Example config.json:

{
  "algorithm": "Round Robin",
  "highUsageThreshold": 75,
  "lowUsageThreshold": 25,
  "minPrimaryServers": 4,
  "autoscaling": true
}

Configuration Options

  • algorithm: The load balancing algorithm to use. Options: "Round Robin", "Least Connections", "Least Response Time", "Dynamic".
  • highUsageThreshold: The CPU usage percentage at which the system will scale up.
  • lowUsageThreshold: The CPU usage percentage at which the system will scale down.
  • minPrimaryServers: Minimum number of primary servers to keep running.
  • autoscaling: Set to true to enable automatic scaling based on CPU usage.

Load Balancing Algorithms

Round Robin

Distributes incoming requests sequentially across all available servers. Each server gets an equal share of requests.

Least Connections

Routes requests to the server with the fewest active connections. This is useful in scenarios where some requests may take longer to process than others.

Least Response Time

Directs requests to the server with the lowest average response time, ensuring that faster servers are used more frequently.

Dynamic Load Balancing

Combines multiple factors like CPU usage, number of active connections, and response times to select the best server. The decision is based on a weighted score that considers:

  • CPU Usage: Servers with lower CPU usage are prioritized.
  • Connection Count: Servers with fewer active connections are favored.
  • Response Time: Servers with faster response times are preferred.

Autoscaling

Autoscaling is triggered by the CPU usage of the primary servers. When the usage exceeds a specified threshold (highUsageThreshold), the system scales up by adding a scaling server to the primary pool. Similarly, if the usage falls below lowUsageThreshold, it scales down by removing a primary server.

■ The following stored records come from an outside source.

PR #2822, opened 2020-05-28
PAASTA-16499 `paasta validate` now checks if vault secrets are defined

gvolco:
This change adds a new test to `paasta validate` so that operators will know if any of their service instances reference a secret that doesn't exist.

The reason for this change is that mesos would allow such situations, but kubernetes would fail to bring up the service.
So an early check will help to avoid these situations.

More info on PAASTA-16499

### DIFF
--- a/paasta_tools/cli/cmds/validate.py
+++ b/paasta_tools/cli/cmds/validate.py
@@ -32,12 +32,16 @@ from paasta_tools.cli.utils import lazy_choices_completer
 from paasta_tools.cli.utils import PaastaColors
 from paasta_tools.cli.utils import success
 from paasta_tools.kubernetes_tools import sanitise_kubernetes_name
+from paasta_tools.secret_tools import get_secret_name_from_ref
+from paasta_tools.secret_tools import is_secret_ref
+from paasta_tools.secret_tools import is_shared_secret
 from paasta_tools.tron_tools import list_tron_clusters
 from paasta_tools.tron_tools import validate_complete_config
 from paasta_tools.utils import get_service_instance_list
 from paasta_tools.utils import list_all_instances_for_service
 from paasta_tools.utils import list_clusters
 from paasta_tools.utils import list_services
+from paasta_tools.utils import load_system_paasta_config
 
 
 SCHEMA_VALID = success("Successfully validated schema")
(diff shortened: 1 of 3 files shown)


paasta_tools/cli/cmds/validate.py
```diff
@@ -417,6 +421,58 @@ def validate_autoscaling_configs(service_path):
     return returncode
 
 
+def validate_secrets(service_path):
+    soa_dir, service = path_to_soa_dir_service(service_path)
+    system_paasta_config = load_system_paasta_config()
+    return_value = True
+    for cluster in list_clusters(service, soa_dir):
+        vault_env = system_paasta_config.get_vault_cluster_config().get(cluster)
```
keymone, line 429: no need to call `system_paasta_config.get_vault_cluster_config()` in every iteration

paasta_tools/cli/cmds/validate.py
```diff
@@ -417,6 +421,58 @@ def validate_autoscaling_configs(service_path):
...
+        ):
+            instance_config = get_instance_config(
+                service=service,
+                instance=instance,
+                cluster=cluster,
+                load_deployments=False,
+                soa_dir=soa_dir,
+            )
+            for env_value in instance_config.config_dict.get("env", {}).values():
+                if is_secret_ref(env_value):
```
keymone, line 446: probably worth taking this block out into separate function - easier to understand what's going on and easier to test

paasta_tools/cli/cmds/validate.py
```diff
@@ -417,6 +421,58 @@ def validate_autoscaling_configs(service_path):
...
+                                )
+                            )
+                            return_value = False
+                    else:
+                        paasta_print(
+                            failure(f"Secret file {secret_file_name} not defined", "")
+                        )
+                        return_value = False
+    if return_value:
+        paasta_print(success("All secrets are present"))
```
keymone, line 472: lets not print this message for services than don't have any secrets defined

paasta_tools/cli/cmds/validate.py
gvolco: you're right, will move this call outside the for loop.

paasta_tools/cli/cmds/validate.py
gvolco: sounds good. I'm going to extract some logic into a helper function.

paasta_tools/cli/cmds/validate.py
gvolco: I think I'm going to leave this, but rephrasing the message. The extra logic needed to print based on the existence of secrets would make the function a bit more convoluted.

  • Scaling up occurs when the CPU usage exceeds the high threshold.
  • Scaling down occurs when CPU usage drops below the low threshold, and there are more than minPrimaryServers running.

Health Monitoring and Metrics

The load balancer continuously monitors the health of all backend servers. It checks their /health endpoints at regular intervals and removes unhealthy servers from the available pool.

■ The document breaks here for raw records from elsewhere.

PR #2827, opened 2020-06-01
Fix request logger clog setup

kawaiwanyelp:
### Description
I initially tried to release request logging for the PaaSTA API but it caused the API to crash when it tried to log since clog was not properly setup. I've added a function `setup_clog` that runs before the pyramid Configurator is set up, which resolves the issue.

### Testing
Ran paasta-api locally with clog enabled (I did not have it enabled before, so I didn't catch the issue)

### DIFF
--- a/paasta_tools/api/api.py
+++ b/paasta_tools/api/api.py
@@ -30,6 +30,7 @@ import paasta_tools.api
 from paasta_tools import kubernetes_tools
 from paasta_tools import marathon_tools
 from paasta_tools.api import settings
+from paasta_tools.api.tweens import request_logger
 from paasta_tools.utils import load_system_paasta_config
 
 
@@ -83,6 +84,7 @@ def make_app(global_config=None):
     )
 
     config.include("pyramid_swagger")
+    config.include(request_logger)
     config.add_route("resources.utilization", "/v1/resources/utilization")
     config.add_route(
         "service.instance.status", "/v1/services/{service}/{instance}/status"
--- a/paasta_tools/api/api.py
+++ b/paasta_tools/api/api.py
@@ -23,6 +23,7 @@ import sys
 import manhole
 import requests_cache
 import service_configuration_lib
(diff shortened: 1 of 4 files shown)


paasta_tools/api/api.py
```diff
@@ -199,6 +205,16 @@ def setup_paasta_api():
     requests_cache.install_cache("paasta-api", backend="memory", expire_after=5)
 
 
+def setup_clog(scribe_host="169.254.255.254", scribe_port=1463):
+    if clog:
+        clog.config.configure(
+            scribe_host=scribe_host,
+            scribe_port=scribe_port,
+            monk_disable=False,
```
Rob-Johnson, line 213: I suspect we only want one of these disabled, but I'm not sure what the usage is supposed to be (both are disabled by default). @flavray can you weigh in here?

paasta_tools/api/api.py
```diff
@@ -199,6 +205,16 @@ def setup_paasta_api():
     requests_cache.install_cache("paasta-api", backend="memory", expire_after=5)
 
 
+def setup_clog(scribe_host="169.254.255.254", scribe_port=1463):
+    if clog:
+        clog.config.configure(
```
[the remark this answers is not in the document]
kawaiwanyelp: I decided to load the config from `/nail/srv/configs/clog.yaml`, which is what most services use.

paasta_tools/api/api.py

The /metrics endpoint provides real-time information on:

  • CPU Usage: The current CPU usage of each primary server.
  • Request Count: The number of active connections for each primary server.

APIs

Health Check

  • Endpoint: /health
  • Method: GET
  • Response:
    {
      "status": "Healthy"
    }
    

Send Request

  • Endpoint: /sendRequest
  • Method: POST
  • Description: Routes the request to a backend server based on the configured algorithm.
  • Payload:
    {
      "data": "Request data"
    }
    

Response:

{
  "message": "Request processed",
  "selectedServer": "http://localhost:8001"
}

Server Metrics

  • Endpoint: /metrics
  • Method: GET
  • Response:
    {
      "cpuUsages": {
        "http://localhost:8001": 32,
        "http://localhost:8002": 45
      },
      "requestCounts": {
        "http://localhost:8001": 5,
        "http://localhost:8002": 2
      }
    }
    

Performance Considerations

  • Latency: Consider tuning health check and CPU usage intervals for better performance in high-latency environments.
  • Scaling limits: Ensure scaling servers have enough capacity to handle the expected peak load.

Limitations

  • Autoscaling currently depends only on CPU usage. In future versions, consider adding memory and I/O metrics.
  • If all servers are unhealthy, the system returns a 503 Service Unavailable response.

Contributing

Contributions are welcome! Please submit a pull request or open an issue to discuss new features or bugs.